The challenges of networking for women
Women are often less available to take part in events or meetings outside the workplace. Even if there has been an improvement in the sharing of tasks, their family responsibilities limit their access to informal networks. There are also far fewer female role models, so there are fewer opportunities for them to be identified, relayed or recommended to network.
Stereotypes are tenacious. Women have to redouble their efforts to be accepted into networks of influence. In professional interactions, they are often perceived as less skilled or less ambitious than their male counterparts.
Why is networking essential for women?
Yet numerous studies show that networking is essential for women to break through the glass ceiling. Networks give women access to mentors, sponsors and inspirational role models, opening the doors to sectors where they are in the minority, such as technology, industry and engineering.
While external networking in networks or clubs is particularly conducive to business development, internal networking creates more opportunities for women to progress within the company. Internal networking increases the visibility of female employees within the company, enabling them to understand all the inner workings of the business and keep up to date with the latest developments.
Sharing advice, strategies and resources to overcome gender-based career obstacles, networking is a privileged access to very real opportunities for those who are resolved to do so.

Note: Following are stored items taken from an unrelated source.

PR #1860, opened 2024-09-25
Support topology aware zones and regions in KubeVirt

moadqassem:
Support for the two labels `topology.kubernetes.io/region` and `topology.kubernetes.io/zone` labels where they can deployed on both Node level(The kubelet or the external cloud-controller-manager populates this with the information from the cloud provider) and on PVC level(topology-aware volume provisioners will automatically set node affinity constraints on a PersistentVolume.). 

A zone represents a logical failure domain. It is common for Kubernetes clusters to span multiple zones for increased availability and a region represents a larger domain, made up of one or more zones. 

Fixes #

**What type of PR is this?**
/kind feature

```release-note
region and zone aware labels support
```

**Documentation**:

```documentation
None
```

### DIFF
--- a/pkg/cloudprovider/provider/kubevirt/provider.go
+++ b/pkg/cloudprovider/provider/kubevirt/provider.go
@@ -977,21 +977,3 @@ func getTopologySpreadConstraints(config *Config, matchLabels map[string]string)
 		},
 	}
 }
-
-//func getStorageTopologies(ctx context.Context, storageClasName string, client client.Client) (map[string]string, error) {
-//	sc := &storagev1.StorageClass{}
-//	if err := client.Get(ctx, types.NamespacedName{Name: storageClasName}, sc); err != nil {
-//		return err, nil
-//	}
-//
-//	topologies := make(map[string]string)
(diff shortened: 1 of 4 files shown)


pkg/cloudprovider/provider/kubevirt/provider.go
```diff
@@ -958,3 +977,21 @@ func getTopologySpreadConstraints(config *Config, matchLabels map[string]string)
 		},
 	}
 }
+
+//func getStorageTopologies(ctx context.Context, storageClasName string, client client.Client) (map[string]string, error) {
```
yaa110, line 981: The fully commented code can be removed.

yaa110 (changes requested):

pkg/cloudprovider/provider/kubevirt/provider.go
moadqassem: Damn! forgot about it :D

moadqassem: Done

yaa110 (approved):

How to improve women's networking
Today, women can join specifically female networks such as Lean In Circles, WoGiTech, StartHer, Women in Sales, the JFD connect Club, GEF (Grandes Ecoles au Féminin) and the emergence of these groups of women leaders, women's professional associations or mentoring circles is a concrete response to the question of egalitarian networking.
However, it is just as essential for women to take part in mixed networking events and to bring about a change in mentality. Because while networking is an essential lever for women's professional development, there are still challenges to be faced.
Ambition, assertiveness and the ability to cultivate a network should no longer be seen as essentially masculine qualities, but rather as gender-neutral.
Companies, organisations and institutions that support the inclusion of women in influential circles, clubs and networks contribute to a fairer and more prosperous working environment for all.
Networking, a tool for professional equality.